The answer must be a single number: the count of lines in the records below that contain the word "rene".

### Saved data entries
****************
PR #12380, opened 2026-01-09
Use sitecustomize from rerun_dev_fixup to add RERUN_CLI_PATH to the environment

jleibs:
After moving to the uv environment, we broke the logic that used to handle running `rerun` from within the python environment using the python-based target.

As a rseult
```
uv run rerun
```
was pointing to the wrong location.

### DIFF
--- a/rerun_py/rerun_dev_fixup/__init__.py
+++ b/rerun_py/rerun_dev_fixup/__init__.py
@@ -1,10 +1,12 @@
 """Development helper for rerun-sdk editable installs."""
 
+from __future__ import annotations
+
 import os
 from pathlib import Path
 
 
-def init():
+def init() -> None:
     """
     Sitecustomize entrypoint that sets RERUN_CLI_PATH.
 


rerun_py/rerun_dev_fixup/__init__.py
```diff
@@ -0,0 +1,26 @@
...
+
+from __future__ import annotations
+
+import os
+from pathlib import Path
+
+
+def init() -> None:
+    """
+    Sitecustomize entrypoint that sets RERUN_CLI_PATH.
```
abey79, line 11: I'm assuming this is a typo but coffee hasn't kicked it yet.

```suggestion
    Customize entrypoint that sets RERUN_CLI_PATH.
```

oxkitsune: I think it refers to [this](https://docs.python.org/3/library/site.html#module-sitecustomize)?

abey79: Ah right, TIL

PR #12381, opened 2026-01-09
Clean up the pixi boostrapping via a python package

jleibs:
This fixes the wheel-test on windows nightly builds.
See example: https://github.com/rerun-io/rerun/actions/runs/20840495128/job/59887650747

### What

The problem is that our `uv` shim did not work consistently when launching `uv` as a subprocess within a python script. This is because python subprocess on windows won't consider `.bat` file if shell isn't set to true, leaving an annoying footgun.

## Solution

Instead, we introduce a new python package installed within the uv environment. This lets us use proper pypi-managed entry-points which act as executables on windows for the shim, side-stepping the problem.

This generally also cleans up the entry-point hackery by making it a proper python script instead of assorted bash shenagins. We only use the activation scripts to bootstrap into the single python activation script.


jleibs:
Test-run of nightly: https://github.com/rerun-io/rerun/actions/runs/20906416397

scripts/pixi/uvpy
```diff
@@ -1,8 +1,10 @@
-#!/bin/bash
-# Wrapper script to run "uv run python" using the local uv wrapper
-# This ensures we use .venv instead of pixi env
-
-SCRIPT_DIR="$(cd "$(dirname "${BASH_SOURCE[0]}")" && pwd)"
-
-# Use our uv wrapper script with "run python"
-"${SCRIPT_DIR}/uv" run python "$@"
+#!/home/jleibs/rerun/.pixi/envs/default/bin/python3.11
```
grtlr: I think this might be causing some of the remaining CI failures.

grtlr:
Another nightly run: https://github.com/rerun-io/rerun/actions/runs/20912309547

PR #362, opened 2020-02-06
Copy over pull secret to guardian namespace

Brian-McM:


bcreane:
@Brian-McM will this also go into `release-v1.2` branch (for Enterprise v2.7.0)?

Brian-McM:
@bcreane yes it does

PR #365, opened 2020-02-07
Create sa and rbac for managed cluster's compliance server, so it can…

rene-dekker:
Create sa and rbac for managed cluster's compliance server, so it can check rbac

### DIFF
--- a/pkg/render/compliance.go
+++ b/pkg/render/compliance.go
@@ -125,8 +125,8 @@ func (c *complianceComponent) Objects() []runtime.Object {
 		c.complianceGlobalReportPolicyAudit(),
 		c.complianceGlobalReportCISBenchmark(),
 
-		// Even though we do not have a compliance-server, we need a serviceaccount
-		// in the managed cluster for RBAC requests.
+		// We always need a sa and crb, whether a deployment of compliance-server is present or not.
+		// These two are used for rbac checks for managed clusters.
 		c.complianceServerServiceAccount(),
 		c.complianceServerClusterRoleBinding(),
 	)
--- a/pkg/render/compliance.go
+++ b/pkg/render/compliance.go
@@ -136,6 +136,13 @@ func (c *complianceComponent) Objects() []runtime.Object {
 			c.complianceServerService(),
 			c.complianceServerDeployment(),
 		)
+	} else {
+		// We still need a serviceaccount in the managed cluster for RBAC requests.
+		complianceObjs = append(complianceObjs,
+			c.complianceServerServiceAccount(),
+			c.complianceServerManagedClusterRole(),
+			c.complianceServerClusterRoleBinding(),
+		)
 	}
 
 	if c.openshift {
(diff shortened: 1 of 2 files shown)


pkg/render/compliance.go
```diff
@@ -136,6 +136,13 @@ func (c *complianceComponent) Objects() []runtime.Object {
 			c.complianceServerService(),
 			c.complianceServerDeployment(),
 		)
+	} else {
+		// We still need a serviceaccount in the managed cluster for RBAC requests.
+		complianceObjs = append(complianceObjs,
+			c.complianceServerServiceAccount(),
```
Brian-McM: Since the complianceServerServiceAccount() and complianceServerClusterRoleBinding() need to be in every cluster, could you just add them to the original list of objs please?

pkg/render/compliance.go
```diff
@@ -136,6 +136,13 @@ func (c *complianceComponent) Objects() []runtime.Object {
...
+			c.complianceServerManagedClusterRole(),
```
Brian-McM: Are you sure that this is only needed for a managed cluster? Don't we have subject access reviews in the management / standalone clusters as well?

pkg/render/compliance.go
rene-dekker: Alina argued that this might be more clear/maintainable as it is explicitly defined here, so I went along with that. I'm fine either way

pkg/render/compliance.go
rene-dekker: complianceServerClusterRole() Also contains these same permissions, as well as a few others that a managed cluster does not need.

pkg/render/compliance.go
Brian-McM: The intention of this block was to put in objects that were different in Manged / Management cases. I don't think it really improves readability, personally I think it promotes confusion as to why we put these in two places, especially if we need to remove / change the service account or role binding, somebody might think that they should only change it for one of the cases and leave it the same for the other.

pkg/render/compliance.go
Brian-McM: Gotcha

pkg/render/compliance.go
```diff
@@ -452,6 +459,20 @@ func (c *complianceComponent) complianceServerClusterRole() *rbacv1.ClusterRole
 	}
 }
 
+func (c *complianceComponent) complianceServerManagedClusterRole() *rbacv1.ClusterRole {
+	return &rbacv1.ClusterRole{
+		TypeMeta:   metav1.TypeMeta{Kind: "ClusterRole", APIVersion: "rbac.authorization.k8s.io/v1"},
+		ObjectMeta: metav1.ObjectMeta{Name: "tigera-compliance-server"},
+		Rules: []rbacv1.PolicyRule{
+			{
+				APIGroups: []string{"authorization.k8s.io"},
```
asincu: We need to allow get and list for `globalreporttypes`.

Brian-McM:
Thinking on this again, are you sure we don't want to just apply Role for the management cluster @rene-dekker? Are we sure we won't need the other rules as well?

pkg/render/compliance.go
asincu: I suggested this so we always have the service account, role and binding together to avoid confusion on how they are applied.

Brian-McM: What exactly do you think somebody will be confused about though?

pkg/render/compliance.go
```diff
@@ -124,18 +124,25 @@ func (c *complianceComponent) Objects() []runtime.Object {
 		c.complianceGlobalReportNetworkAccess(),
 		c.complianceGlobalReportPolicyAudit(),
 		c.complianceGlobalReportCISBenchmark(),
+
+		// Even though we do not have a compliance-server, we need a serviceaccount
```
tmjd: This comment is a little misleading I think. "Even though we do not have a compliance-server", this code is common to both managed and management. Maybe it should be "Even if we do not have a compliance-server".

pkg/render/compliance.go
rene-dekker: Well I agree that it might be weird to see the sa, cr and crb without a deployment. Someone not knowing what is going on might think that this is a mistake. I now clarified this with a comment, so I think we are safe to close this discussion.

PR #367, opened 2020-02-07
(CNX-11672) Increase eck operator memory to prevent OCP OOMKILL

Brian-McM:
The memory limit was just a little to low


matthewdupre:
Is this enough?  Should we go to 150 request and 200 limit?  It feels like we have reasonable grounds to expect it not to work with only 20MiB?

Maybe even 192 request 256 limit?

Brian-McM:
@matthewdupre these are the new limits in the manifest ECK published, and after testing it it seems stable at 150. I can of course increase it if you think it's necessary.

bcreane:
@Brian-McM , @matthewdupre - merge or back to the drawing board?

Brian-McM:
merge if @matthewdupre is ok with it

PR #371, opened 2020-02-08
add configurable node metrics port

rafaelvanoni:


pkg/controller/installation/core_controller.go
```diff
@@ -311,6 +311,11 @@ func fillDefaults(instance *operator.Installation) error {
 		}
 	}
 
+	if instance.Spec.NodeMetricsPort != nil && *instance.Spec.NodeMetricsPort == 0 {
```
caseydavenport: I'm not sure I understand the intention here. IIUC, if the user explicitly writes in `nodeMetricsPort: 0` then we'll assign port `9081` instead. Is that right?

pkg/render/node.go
****************
### Answer for this exercise
5